I also created a diary out of the small paper cups that my pills were delivered to my bedside in every day, the words and images that filled my head were squirrelled away into these disposable cups that I flattened and made into a book.
I wrote my Manual for Practice, the several thousand words about my art practice, academia and theory behind my work, handed it all in, hung my exhibition, crossed my fingers and hoped for the best!
And last year I did it!
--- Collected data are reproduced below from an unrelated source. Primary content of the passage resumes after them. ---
PR #158, opened 2017-03-30
Added stub extension function

pbochenski:
with this method one can define mock for class

`val someMock = mock<Object>()`

and then define stubs in test

`someMock.stub {  
    on { something } doReturn somethingElse  
}`

It is useful when some tests reuse mock object but with different stubbing


nhaarman:
Nice idea! Could you perhaps add some regression tests, like https://github.com/nhaarman/mockito-kotlin/blob/master/mockito-kotlin/src/test/kotlin/test/MockitoTest.kt#L375 ?

pbochenski:
please let me know if this is enough, or should I add all variants of stubbing to this.

nhaarman:
Spot on, thanks!

PR #171, opened 2017-05-20
Added support for coroutines

Dreckr:
This change bumps Kotlin version to 1.1.1 and adds support for coroutines.

There was a fix in Mockito that made it work with Kotlin coroutines (https://github.com/mockito/mockito/pull/1032), so its version has also been bumped.

A new test case was added to ensure that suspending functions are well handled.

### DIFF
--- a/.travis.yml
+++ b/.travis.yml
@@ -5,11 +5,7 @@ language: java
 matrix:
   include:
   - jdk: oraclejdk7
-    env: TERM=dumb MOCK_MAKER=mock-maker-inline KOTLIN_VERSION=1.0.7
-  - jdk: oraclejdk7
     env: TERM=dumb MOCK_MAKER=mock-maker-inline KOTLIN_VERSION=1.1.1
-  - jdk: oraclejdk8
-    env: TERM=dumb KOTLIN_VERSION=1.0.7
   - jdk: oraclejdk8
     env: TERM=dumb KOTLIN_VERSION=1.1.1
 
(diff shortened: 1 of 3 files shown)


Dreckr:
This breaks compatibility with Kotlin 1.0.7, as coroutines were added on 1.1

nhaarman:
I don't think this is really necessary, apart from updating the Mockito version.
You're basically only including the `kotlinx:kotlinx-coroutines-core` as an extra dependency which is something the users can do themselves, right?

For current users, explicitly depending on Mockito `2.8.29` and enabling coroutines should do the trick as well.

Dreckr:
Fair enough. So I'll just leave this as a reference for anyone having the same problems that I did:

If you are getting exceptions like this:
```
org.mockito.exceptions.misusing.InvalidUseOfMatchersException: 
Invalid use of argument matchers!
2 matchers expected, 1 recorded:
-> at com.nhaarman.mockito_kotlin.MockitoKt.eq(Mockito.kt:114)

This exception may occur if matchers are combined with raw values:
    //incorrect:
    someMethod(anyObject(), "raw String");
When using matchers, all arguments have to be provided by matchers.
For example:
    //correct:
    someMethod(anyObject(), eq("String by matcher"));

For more info see javadoc for Matchers class.
```
and your matchers are all correct but you are mocking the call of a suspending function, you'll need to force your Mockito to a newer version because coroutines were not supported.

Support to coroutines was added to Mockito on `2.8.27` which is only available on https://bintray.com/mockito/maven/mockito-development for now, so you'll need to add it as a maven repository of your project. Mockito's next 'Notable' release (currently at version `2.8.9`) should include this changes, so you won't need to add this repository.

If you have any doubts, take a look at the changes made on this PR.

Issue #163, opened 2017-04-14
Usage with kotlin 1.1.1


dpoetzsch:
Hi,

we use kotlin 1.1.1. When trying to add mockito-kotlin to our dependencies the gradle build fails with the following error:

```
WARNING: Conflict with dependency 'org.jetbrains.kotlin:kotlin-stdlib'. Resolved versions for app (1.1.1) and test app (1.0.7) differ. See http://g.co/androidstudio/app-test-app-conflict for details.

....

Conflict with dependency 'org.jetbrains.kotlin:kotlin-stdlib'. Resolved versions for app (1.1.1) and test app (1.0.7) differ. See http://g.co/androidstudio/app-test-app-conflict for details.
```

Is it possible to use mockito-kotlin with kotlin 1.1.1?

nhaarman:
See the [FAQ](https://github.com/nhaarman/mockito-kotlin/wiki/FAQ#dependencyconflict).

dpoetzsch:
Sorry overlooked that one. Thanks

Issue #162, opened 2017-04-07
Kotlin 1.1 Migration


kiwiandroiddev:
Just wondering if bumping to Kotlin 1.1 is something in the pipeline?

Thanks for your work on this library - we're making heavy use of it on an Android project.

Edit: just saw this commit: https://github.com/nhaarman/mockito-kotlin/commit/a52ae865d89ab50f804fc4938f44bdcaeb4e5754
Disregard :)

nhaarman:
The library is built with Kotlin 1.0.x, but works with 1.1.x just fine. The main reason for not bumping the library's dependency to 1.1.x is to make sure no 1.1.x features are used that will break users who are still on 1.0.x.

If you get an error which mentions a conflict between 1.0.x and 1.1.0, see [this page](https://github.com/nhaarman/mockito-kotlin/wiki/FAQ#dependencyconflict).

Issue #156, opened 2017-03-01
Kotlin 1.1.0 compatibility


gray419:
Great library, excited to see Kotlin 1.1 compatibility

mg6maciej:
It is 1.1 compatible. The only thing you need to do to use it, if you don't depend on kotlin-reflect in other ways than as a transitive dependency in mockito-kotlin, is to add:
```
    testCompile "org.jetbrains.kotlin:kotlin-reflect:$kotlin_version"
```
and / or on Android:
```
    androidTestCompile "org.jetbrains.kotlin:kotlin-reflect:$kotlin_version"
```

nhaarman:
When I test a project that uses `1.1.0` and depends on Mockito-Kotlin with Kotlin `1.0.x`, I only get this warning:

```
w: Runtime JAR files in the classpath should have the same version. These files were found in the classpath:
    (...)/kotlin-reflect-1.0.6.jar (version 1.0)
    (...)/kotlin-stdlib-1.1.0.jar (version 1.1)
w: Consider providing an explicit dependency on kotlin-reflect 1.1 to prevent strange errors
```

I am not using instrumentation tests though. As I understand correctly, your build fails if you don't include those lines?

mg6maciej:
Yes, even `./gradlew test` gives this:
```
:app:prepareDebugUnitTestDependencies
Conflict with dependency 'org.jetbrains.kotlin:kotlin-stdlib' in project ':app'. Resolved versions for app (1.1.0) and test app (1.0.6) differ. See http://g.co/androidstudio/app-test-app-conflict for details.
:app:prepareDebugUnitTestDependencies FAILED

FAILURE: Build failed with an exception.

* What went wrong:
Execution failed for task ':app:prepareDebugUnitTestDependencies'.
> Dependency Error. See console for details.

* Try:
Run with --stacktrace option to get the stack trace. Run with --info or --debug option to get more log output.

BUILD FAILED
```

I graduated!
Not one second of it came easy, I had to work my arse off for this, I fought so hard to keep going through incredible pain and fear, through being bed bound for months, through foggy heads and drugged up brains, I read, I wrote, I created and I did it. I got my degree. First Class with honours in Fine Art! With Timm and all my bambinos by my side!!
And the icing on the cake was that Timm completed his Film degree despite being a full time carer, having to learn how to give IV meds, visiting me in hospital for 12 hours a day, having to work, care for the house, kids and pets and do it all alone! He got a First class degree with honours in Film Production and I couldn’t be prouder of of both.
Never give up on your dreams, just keep swimming and fight for what you want in life!